# Dr Lloyd-Jones monumental Pensacola sermons



## Stephen L Smith (May 22, 2017)

When I was first introduced to Reformed Theology, I heard a sermon by Dr Lloyd-Jones called "The Acid Test of the Christian Profession". It was simply the most powerful sermon I had ever heard (until 1994) and still blesses me today. This was one of his Pensacola sermons and I am pleased to say they are availale free on the MLJ Trust website https://www.mljtrust.org/collections/itinerant-preaching/?page=7 and https://www.mljtrust.org/collections/itinerant-preaching/?page=8. Four years ago, Crossway put these powerful sermons into a book "Setting Our Affections Upon Glory: Nine Sermons on the Gospel and the Church" http://www.heritagebooks.org/produc...on-the-gospel-and-the-church-lloyd-jones.html

Enjoy and be blessed.

Reactions: Like 4


----------



## Pilgrim (May 22, 2017)

Those sermons were made available a number of years ago, perhaps even before the whole sermon library was made freely available.
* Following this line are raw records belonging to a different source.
PR #1703, opened 2023-09-05
Add labels to build summary page

williamjallen:
Closes https://github.com/Kitware/CDash/issues/794.

### DIFF
--- a/resources/js/components/BuildSummary.vue
+++ b/resources/js/components/BuildSummary.vue
@@ -53,6 +53,14 @@
               </span>
             </td>
           </tr>
+          <tr v-if="cdash.build.labels.length > 0">
+            <th>
+              Labels:
+            </th>
+            <td style="white-space: nowrap;">
+              {{ cdash.build.labels.join(', ') }}
+            </td>
+          </tr>
           <tr>
             <th>
               Stamp:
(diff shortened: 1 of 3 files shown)


resources/js/components/BuildSummary.vue
```diff
@@ -53,6 +53,16 @@
...
+          <tr>
+            <th>
+              Labels:
+            </th>
+            <td style="white-space: nowrap;">
+              <span v-if="cdash.build.labels.length > 0">
+                {{ cdash.build.labels.join(', ') }}
+              </span>
+            </td>
+          </tr>
```
sbelsk, line 65: Should we move the `v-if="cdash.build.labels.length > 0"` so that the entire row will display only if the build has any labels associated with it? On the other hand, it might be confusing for users who are looking a build's labels if sometimes that information appears in the summary page but sometime it doesn't. (As opposed to seeing an empty cell next to `Labels:` which makes it clear that the build has no labels)

sbelsk (commented):
Looks good, I just had one small comment about the conditional display of the labels in the table, let me know what you think.

resources/js/components/BuildSummary.vue
williamjallen: I think it's reasonable to not show empty cells in the table.  We should only show the information available in my opinion.

sbelsk (approved):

I started listening to them but never finished them for some reason. (If memory serves, I had downloaded them to my Blackberry, which sounds so quaint today, doesn't it?) I didn't know they had been put into book form. 

For what it's worth, one of the sermons in his book (and sermon series) "The Cross" is entitled "The Acid Test." That doesn't come up as a sermon title on the website, so that message must have a different title there. 

I've been on a bit of a MLJ "kick" lately, listening to some of the messages in Ephesians.


----------